Csip is a minimalistic Agda-like language for writing efficient programs with high-level abstractions.

Compared to Agda, Csip can do staged compilation, it does not have termination checking and it has a minimal but practical set of language features.

Warning: It is not advised to use Csip yet, it is under development.

Installation

1. Install the GHC Haskell compiler.

2. Execute the following command:

   ./build
   

Usage

The extension of Csip source files is .csip

The first lines of .csip files are directives which tell the compiler what to do.
Main directives:

Directive	What will be printed
# source	source code
# source quote	inner representation of the source code
# indent quote	inner representation of the unindented source code
# lex quote	token list
# structure quote	parse tree with whitespace
# layout quote	parse tree
# op quote	parse expression
# exptree quote	parse expression with mixfix operators
# sugar quote	desugared source code
# scope	scope checked source code
# elab	elaborated main expression
# eval	normalized main expression
# stage	staged main expression
# haskell_stage	staged main expression parsable with Haskell Read instance

Compilation

Compilation of source files:

csip FILE...

The output is written to the standard output.

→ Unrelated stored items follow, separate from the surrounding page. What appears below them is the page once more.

PR #1806, opened 2025-09-11
Implement automatic initial reset and signal analysis in Verilator ba…

jaynerlin:
…ckend

Closes 
#1777 
#1259 

This PR implements a comprehensive RTL-based auto-reset sequence for the Verilator backend, replacing Verilator's "--x-initial-edge" option with a SpinalHDL native solution, which changed its behavior in version 5.x. The PR also implements a comprehensive RTL-based auto-reset sequence for the Verilator backend.

The current Verilator backend relies on the `--x-initial-edge` option for initial reset, which:
- In verilator version v5.x there is an unintended signal jumping behavior, which leads to some unintended errors.
- Doesn't provide precise control over reset sequences
- Trigger assertion judgment at time zero
[ref](https://github.com/verilator/verilator/issues/6377):

RTL analysis-based automatic reset system that:
1. **Analyzes the entire SpinalHDL design** using `GraphUtils.walkAllComponents` to discover all registers and their clock domains
2. **Extracts precise reset and clock signal information** including:
   - Reset signal polarity (HIGH/LOW active)
   - Reset type (ASYNC/SYNC)
   - Clock edge sensitivity (RISING/FALLING)
3. **Generates C++ reset sequences** that:
   - Properly handle multiple reset signals with different polarities
   - Support both asynchronous and synchronous resets
   - Generate appropriate clock edges for synchronous reset propagation
   - Ensure all registers start from a deterministic state
Can be enabled/disabled via `SpinalSimConfig`

# Impact on code generation

No effect-this PR does not modify any Verilog/VHDL/SystemVerilog code generation logic, all improvements are at the simulation tool level.
This PR also not affect the user's subsequent simulation operations, and the auto-reset operation will not be recorded by verilator.

# Checklist

- [x] Unit tests were added

### DIFF
--- a/core/src/main/scala/spinal/core/internals/ComponentEmitterVerilog.scala
+++ b/core/src/main/scala/spinal/core/internals/ComponentEmitterVerilog.scala
@@ -287,6 +287,7 @@ class ComponentEmitterVerilog(
   def emitInitials() : Unit = {
     var withRandBoot = ArrayBuffer[(BaseType, String)]();
     var withInitBoot = ArrayBuffer[(BaseType, String)]();
+    var withSimInit = ArrayBuffer[(BaseType, String)]();
     component.dslBody.walkDeclarations {
       case bt: BaseType => {
         if (!bt.isSuffix) {
@@ -298,12 +299,16 @@ class ComponentEmitterVerilog(
             case null =>
             case str  => withInitBoot += bt -> str
           }
+          getBaseTypeSignalSimInit(bt) match {
+            case null =>
+            case str  => withSimInit += bt -> str
+          }
         }
       }
       case _ =>
     }
 
-    if(initials.isEmpty && withRandBoot.isEmpty && withInitBoot.isEmpty) return
+    if(initials.isEmpty && withRandBoot.isEmpty && withInitBoot.isEmpty && withSimInit.isEmpty) return
     logics ++= "  initial begin\n"
     emitLeafStatements(initials, 0, c.dslBody, "=", logics , "    ")
 
@@ -314,6 +319,11 @@ class ComponentEmitterVerilog(
         logics ++= s"${theme.maintab + theme.maintab}${name}${str};\n"
       }
       logics ++= "  `endif\n"
+    }
+
+    for((bt, str) <- withSimInit){
+      val name = emitReference(bt, false)
+      logics ++= s"${theme.maintab + theme.maintab}${name}${str};\n"
     }
 
     for((bt, str) <- withInitBoot){
@@ -1153,6 +1163,50 @@ class ComponentEmitterVerilog(
       }
     }
     null
+  }
+
+  def getBaseTypeSignalSimInit(signal: BaseType): String = {
+    if(signal.isReg){
+      signal.getTag(classOf[SimInitTag]) match {
+        case Some(tag) =>
+          try {
+            val result = tag.value match {
+              case bvl: BitVectorLiteral =>
+                val targetWidth = signal.getBitsWidth
+                val value = bvl.getValue()
+
+                // Handle negative values
+                val unsignedValue = if (value >= 0) {
+                  value
+                } else {
+                  (BigInt(1) << targetWidth) + value
+                }
+
+                // Use hex for width > 4, binary for width <= 4
+                if (targetWidth > 4) {
+                  val hexDigits = (targetWidth + 3) / 4
+                  val hexValue = unsignedValue.toString(16)
+                  val paddedHex = ("0" * (hexDigits - hexValue.length)) + hexValue
+                  s"${targetWidth}'h${paddedHex}"
+                } else {
+                  val binValue = unsignedValue.toString(2)
+                  val paddedBin = ("0" * (targetWidth - binValue.length)) + binValue
+                  s"${targetWidth}'b${paddedBin}"
+                }
+              case _ =>
+                emitExpressionNoWrappeForFirstOne(tag.value)
+            }
+            " = " + result
+          } catch {
+            case e: Exception =>
+              SpinalError(s"Failed to process SimInit for signal $signal: ${e.getMessage}. " +
+                s"SimInit value must be a compile-time constant. Tag value: ${tag.value}, type: ${tag.value.getClass}")
+          }
+        case None => null
+      }
+    } else {
+      null
+    }
   }
 
   var memBitsMaskKind: MemBitsMaskKind = MULTIPLE_RAM
--- a/.github/workflows/mill-tests.yml
+++ b/.github/workflows/mill-tests.yml
@@ -133,7 +133,7 @@ jobs:
     lib-test:
         needs: compile
         runs-on: ubuntu-latest
-        timeout-minutes: 90
+        timeout-minutes: 120
         container:
           image: ghcr.io/spinalhdl/docker:latest
         steps:
--- a/.github/workflows/sbt-tests.yml
+++ b/.github/workflows/sbt-tests.yml
@@ -139,7 +139,7 @@ jobs:
   lib-test:
     needs: compile
     runs-on: ubuntu-latest
-    timeout-minutes: 90
+    timeout-minutes: 120
     container:
       image: ghcr.io/spinalhdl/docker:${{ inputs.docker_image_version }}
     env:
--- a/core/src/main/scala/spinal/core/Reg.scala
+++ b/core/src/main/scala/spinal/core/Reg.scala
@@ -20,6 +20,7 @@
 \*                                                                           */
 package spinal.core
 
+import spinal.core.internals.Expression
 import spinal.idslplugin.Location
 
 
@@ -88,4 +89,13 @@ object RegInit {
   def apply[T <: Data](init: T): T = Reg(init, init)
 
   def apply[T <: SpinalEnum](init : SpinalEnumElement[T]) : SpinalEnumCraft[T] = apply(init())
+}
+
+
+/**
+ * SimInit tag for register simulation initialization
+ * Sets simulation-only initial values via Verilog initial blocks
+ */
+case class SimInitTag(value: Expression) extends SpinalTag {
+  override def allowMultipleInstance = false
 }
--- a/core/src/main/scala/spinal/core/core.scala
+++ b/core/src/main/scala/spinal/core/core.scala
@@ -661,4 +661,50 @@ package object core extends BaseTypeFactory with BaseTypeCast {
       formatted.mkString
     }
   }
+
+  /**
+   * Extension methods for register simulation initialization
+   */
+  implicit class DataSimInitPimper[T <: Data](data: T) {
+    /**
+     * Set simulation initial value for registers
+     *
+     * @param that Initial value for simulation (supports same types as init())
+     * @return The register itself for chaining
+     *
+     * @example {{{
+     * val counter = Reg(UInt(8 bits)).simInit(0x32)
+     * val reg = Reg(UInt(8 bits)).init(0x00).simInit(0x32)
+     * }}}
+     */
+    def simInit(that: T): T = {
+      require(data.flatten.forall(_.isReg), "simInit can only be applied to registers")
+      
+      // Extract literal values from expressions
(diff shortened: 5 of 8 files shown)


jaynerlin:
After testing, this solution can be well compatible with verilator v4.x and v5.x. I have tested and passed it on v4.228,v5.002, and v5.038

I failed the ci tests many times before because I was too careless and forgot to consider the situation  without reset signals, which led to C++ syntax errors in the newly added functions

Dolu1990:
Hi ^^

Nice :D
So, the only thing i think need to be discussed is : 
var _enableRtlAutoReset: Boolean = true

I don't know if it should be true by default, because this could hide hardware bugs where part of the design aren't getting reseted, (but will appear as reseted because of the simulation workaround for verialtor), am i right ?

jaynerlin:
I think this scheme is an upper-level alternative to the "-x-initial-edge" option. "-x-initial-edge" will trigger all level conversions. This PR scheme is achieved by automatically triggering the reset signal of the registers that need to be initialized before simulation
> this could hide hardware bugs where part of the design aren't getting reseted

I didn't understand this passage. Could you give an example

jaynerlin:
Perhaps I submit a solution that only performs reset initialization for the reset controller

Dolu1990:
> I didn't understand this passage. Could you give an example

Let's say i have some peripherals, with some hardware which can be reseted via a register (a flip flop drive the reset pin of some hardware).

```scala
val doReset = Reg(Bool()) // User forget to init that register
val logicCd = ClockDomain(clk, doReset)
val logic = logicCd on new Area{ ... }
```

The question is what is the behaviour of such hardware when simulating with this PR ? Without it, doReset will have a random value (correct).
Will this PR automaticaly assert the doReset register ? And so, hide this hardware bug ?

jaynerlin:
> Let's say i have some peripherals, with some hardware which can be reseted via a register (a flip flop drive the reset pin of some hardware).
> 
> ```scala
> val doReset = Reg(Bool()) // User forget to init that register
> val logicCd = ClockDomain(clk, doReset)
> val logic = logicCd on new Area{ ... }
> ```
> 
> The question is what is the behaviour of such hardware when simulating with this PR ? Without it, doReset will have a random value (correct). Will this PR automaticaly assert the doReset register ? And so, hide this hardware bug ?

Yes, after my test, it does hide this hardware error,

> Nice :D So, the only thing i think need to be discussed is : var _enableRtlAutoReset: Boolean = true

And if it is set to var enableRtlAutoReset by default: Boolean = false cases of spinal. Lib. SpinalSimDmaSg2ReadOnlyTester this test case will fail, because the test case has reset controller, need a similar "-- x - initial - edge" option to reset the activation,[ref: test in verilator v4,228 without "-- x - initial - edge"](https://github.com/jaynerlin/SpinalHDL/actions/runs/17576367610/job/49922734824)

jaynerlin:
> he only thing i think need to be discussed is : var _enableRtlAutoReset: Boolean = true

Hi,
Currently, I have changed it to disable the auto-reset method by default.  Additionally, if the reset signal is not initialized when the automatic reset function is performed, a warning will be reported

jaynerlin:
## Alternative Solution: RegSimInit

There is another viable alternative solution:
Create a new register initialization method `RegSimInit` that directly adds `initial` blocks in the generated Verilog, for example:

```scala
// SpinalHDL code
val counter = RegSimInit(UInt(8 bits), 0x32)
```

```verilog
// Generated Verilog code
reg [7:0] counter;
initial begin
    counter = 8'h32;  // Direct initial value assignment
end

always @(posedge clk, negedge reset) begin  // Reset logic can be configured as needed
    if(!reset) begin
        counter <= 8'h00; 
    end else if(enable) begin
        counter <= counter + 1;
    end
end
```

This approach avoids power-on reset signal issues by allowing users to set the power-on initial values for individual registers, directly providing a known initial circuit state.

Although `resetKind = BOOT` reset type also supports register power-on initialization, the key differences between this method and BOOT reset are:

- **BOOT Reset**: Operates at the entire clock domain level. When `clockDomain.config.resetKind == BOOT`, all registers within that clock domain use the BOOT reset strategy. This is mutually exclusive with traditional reset signals - you cannot simultaneously use async/sync reset and BOOT initialization within the same clock domain.

- **RegSimInit**: Operates at the individual register level, allowing selective initial value setting for specific registers within the same clock domain.

### Enhanced Flexibility

RegSimInit provides greater flexibility by enabling mixed usage within the same clock domain:

```scala
val clockDomain = ClockDomain(clk, reset, config = ClockDomainConfig(resetKind = ASYNC))
val clockArea = new ClockingArea(clockDomain) {
  val counterReg1 = Reg(UInt(8 bits)) init(0)        // Needs reset function
  val counterReg2 = RegSimInit(UInt(8 bits), 0xFF)   // Only needs deterministic initial value
}
```

This solution is particularly suitable for designs that need to simultaneously satisfy the following requirements:

- **Critical registers** need reliable reset protection
- **Debug registers** need deterministic initial states  
- **Simulation** needs predictable starting conditions

This approach bridges the gap between hardware reset requirements and simulation initialization needs, providing designers with fine-grained control over register initialization behavior.

Readon:
How about adding a function called 'simInit' to regs and wires (or regs only), who's init value can be set and shown at initial block?

Dolu1990:
@Readon  
> How about adding a function called 'simInit' to regs and wires (or regs only), who's init value can be set and shown at initial block?

A bit like randBoot(), but with an explicit value ?

Readon:
> @Readon
> 
> > How about adding a function called 'simInit' to regs and wires (or regs only), who's init value can be set and shown at initial block?
> 
> A bit like randBoot(), but with an explicit value ?

Yes, I think this can give the reset signal an appropriate initial value, so it doesn't have to rely on the functionality of the validator.

Dolu1990:
Ahhhh some updates on the verilator side : 
https://github.com/verilator/verilator/issues/4424#issuecomment-3315454618

jaynerlin:
> Ahhhh some updates on the verilator side :啊，验证器方面的一些更新： [verilator/verilator#4424 (comment)](https://github.com/verilator/verilator/issues/4424#issuecomment-3315454618)

I checked the updates within the last month and found no updates related to the --x-initial option.

Dolu1990:
I reopened a verilator issue : 
https://github.com/verilator/verilator/issues/6476

Also @jaynerlin What's about we just remove --x-initial-edge and change nothing else ?
Did you tried with the master verilator version ?

jaynerlin:
> Also @jaynerlin What's about we just remove --x-initial-edge and change nothing else ? 

Some CI test cases include an asynchronous reset controller and rely on the init values of the registers for testing. When only the --x-initial-edge option is removed, these tests will fail.
And subsequently, the simulation program with an asynchronous reset controller relies on the user to reset it by themselves. Is this a bit inconvenient?

Dolu1990:
> Yes, I think this can give the reset signal an appropriate initial value, so it doesn't have to rely on the functionality of the validator.

So i think the best would be to go that route, as it would allow to handle embedded reset sources, by forcing their value on simulation start. (and so, no more  --x-initial-edge)

Does that sound right ?

jaynerlin:
> So i think the best would be to go that route, as it would allow to handle embedded reset sources, by forcing their value on simulation start. (and so, no more --x-initial-edge)

I have added a new method, simInit(), to the register object.


The following is a brief introduction:

`simInit()` is a method in SpinalHDL used to set simulation initial values for registers. It only affects the simulation environment and does not impact hardware synthesis.

### Basic Syntax

```scala
val register = Reg(DataType).simInit(initialValue)
```

### Examples

```scala
// Basic usage
val counter = Reg(UInt(8 bits)).simInit(0x42)

// Combined with hardware reset
val reg = Reg(UInt(8 bits)).init(0x00).simInit(0x32)

// Supports all BitVector types
val sintReg = Reg(SInt(8 bits)).simInit(-5)
```

### Key Features

- Non-breaking changes
- Supports all clock domain reset types
- Fully compatible with existing code

Dolu1990:
Nice :D

So, as far my understanding goes, with this simInit and no --x-initial-edge, we should be all good ?

No need anymore for the autoInitialReset ?

jaynerlin:
> So, as far my understanding goes, with this simInit and no --x-initial-edge, we should be all good ?

Yes
> No need anymore for the autoInitialReset ?

However, for this submissions, some ci test objects rely on autoInitialReset. If the autoInitialReset function is not needed, I can modify these test cases to the simInit() method

Dolu1990:
>  If the autoInitialReset function is not needed, I can modify these test cases to the simInit() method

Yes please :)

core/src/main/scala/spinal/core/internals/ComponentEmitterVerilog.scala
```diff
@@ -320,6 +325,11 @@ class ComponentEmitterVerilog(
       val name = emitReference(bt, false)
       logics ++= s"${theme.maintab + theme.maintab}${name}${str};\n"
     }
+
+    for((bt, str) <- withSimInit){
```
Dolu1990: I think the withInitBoot should have priority over withSimInit, as withInitBoot is the design intend, while withSimInit a simulation workaround.
So those two for loop would need to be swap.

jaynerlin:
> If the autoInitialReset function is not needed, I can modify these test cases to the simInit() method

  @Dolu1990 I tried  and found this method extremely challenging, because many SpinalHDL library modules and CI test cases rely on registers having deterministic initial values at the start of simulation. After removing --x-initial-edge, if we also remove autoInitialReset and rely entirely on simInit for power‑on initialization, we would need to annotate registers with simInit point by point inside a large number of library modules.
  
  Take the SpinalSimDmaSg2ReadOnlyTester test case as an example: it directly reuses DmaSgReadOnlyComp and involves numerous registers (control/status/pointer/interrupt/counter registers, with both synchronous and asynchronous reset semantics). I tried adding simInit(...) broadly within DmaSgReadOnly, which does eliminate unknown states, but the scope of changes is large, the maintenance cost and risk of errors are high, and I ultimately had to roll back.
  
  To keep such modules stably passing CI after removing autoInitialReset, we would need systematic, per‑module, fine‑grained annotations across all relevant library modules, which is very difficult in the short term. In my view, simInit is suited for fine‑grained reset control, while autoInitialReset is more appropriate for users who are not deeply familiar with SpinalHDL’s library (like me).

Dolu1990:
> So, as far my understanding goes, with this simInit and no --x-initial-edge, we should be all good ?
> Take the SpinalSimDmaSg2ReadOnlyTester test case as an example:

I checked.
So the reason why this one fail (and others aswell) is because they have little reset controllers in each crossclock fifo. When those are init randomized by verilator to their asserted level, this won't create reset edge.

The fix is in lib/src/main/scala/spinal/lib/CrossClock.scala: 

```scala
object ResetCtrl{
  def asyncAssertSyncDeassert(input : Bool,
                              clockDomain : ClockDomain,
                              inputPolarity : Polarity = HIGH,
                              outputPolarity : Polarity = null, //null => inferred from the clockDomain
                              bufferDepth : Option[Int] = None,
                              inputSync : Bool = False) : Bool = {
   ...
    val ret = samplerCD(BufferCC(
      input       = ((if(solvedOutputPolarity == HIGH) False else True) ^ inputSync).setCompositeName(input, "asyncAssertSyncDeassert", true),
      init        = if(solvedOutputPolarity == HIGH) True  else False,
      bufferDepth = bufferDepth,
      allBufAttributes = falsePathAttrs)
    )
    ret.getDrivingReg().simInit(if(solvedOutputPolarity == HIGH) False else True)
    ret
  }
``` 

Can you give a try ?

jaynerlin:
> I checked. So the reason why this one fail (and others aswell) is because they have little reset controllers in each crossclock fifo. When those are init randomized by verilator to their asserted level, this won't create reset edge.

This fix is effective. Thank you very much for your answer. It can work normally now

Dolu1990:
> This fix is effective. Thank you very much for your answer. It can work normally now

Nice :D
Thanks for the fixes ^^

Note that the compiler output is cached.

Interactive mode

Interactive compilation of source files:

csip show FILE...

Available commands in interactive mode:

Keystroke	Description
q	exit
r	reload
Up, Down, PageUp, PageDown	scroll window
Left, Right	navigate between files

Documentation

You can read the documentation of Csip with

csip show `find test/doc`

If needed, the documentation is readable without the interactive mode:

csip export `find test/doc` >doc.txt
less -R doc.txt

Features

Elaboration

The dependent typechecking algorithm is based on Coquand's algorithm, as implemented in András Kovács's elaboration-zoo.
Differences:

• Csip uses globally unique names instead of De Bruijn indices.
• Csip's value representation uses observable implicit sharing.
  Implicit sharing of Haskell is made visible by adding unique identifiers (names) to each node of the value graph.
• The explicit/implicit distinction of lambdas and applications are erased in terms and values.
• Terms may contain closed values.
• Generated terms are marked.
• Forcing of flexible values is speeded up by caching the main blocking metavariable in flexible values.
• Glued representation is implemented with an extra constructor for values.
• Algebraic data types are supported.

Algebraic data types

• Data types and functions are open, which means that type constructors, data constructors and function alternatives can be given in any order obeying dependency.
• Type checking of functions alternatives happens separately for the left hand side and the right hand side. Eliminators are not used.
• Function alternatives are interpreted as rewrite rules.
• Rewrite rules are compiled to matching on individual constructors.
• The right hand sides of the rewrite rules are marked. Rewrite rule application is successful only if the right hand side is reached.
• Rewrite rules of the same function are chained together, i.e. if the left hand side of a rule does not match, the next rule of the same function is tried.

Staging

Staged compilation is defined in András Kovács's staged repository.

In csip, the representation of object code constructs is an ordinary HOAS in the meta language. There are no splice and quote operations. Object code function applications and lambdas are inserted by coercive subtyping. The staging algoritm is open normalization plus transformation of object code applications, lambdas and lets to raw applications, lambdas and lets.

Development workflow

runhaskell src/A_Meta.hs && ./build
./csip `find test`
time ./csip diff `find test`
<<< start_loop >>>
<<< edit source files >>>
runhaskell src/A_Meta.hs && ./build && time ./csip diff `find test`
<<< goto start_loop >>>

Examples

\a b -> ((a + b)^100 + b)^80

is compiled to

\z b -> (do
      n = Add z b
      n1 = Mul n (Mul n n)
      n2 = Mul n1 n1
      n3 = Mul n2 n2
      n4 = Mul n (Mul n3 n3)
      n5 = Mul n4 n4
      n6 = Add (Mul n5 n5) b
      n7 = Mul n6 n6
      n8 = Mul n6 (Mul n7 n7)
      n9 = Mul n8 n8
      n10 = Mul n9 n9
      n11 = Mul n10 n10
      Mul n11 n11
    )

given the definitions in test/staging/powerFast.csip

and compiled to

do
  sqr = \a -> Mul a a
  \z b -> (do
          n = Add z b
          n1 = Add (sqr (sqr (Mul n (sqr (sqr (sqr
                        (Mul n (sqr n))
                        )))))) b
          sqr (sqr (sqr (sqr (Mul n1
                    (sqr (sqr n1))
                    )))))

given the definitions in test/staging/powerFast2.csip.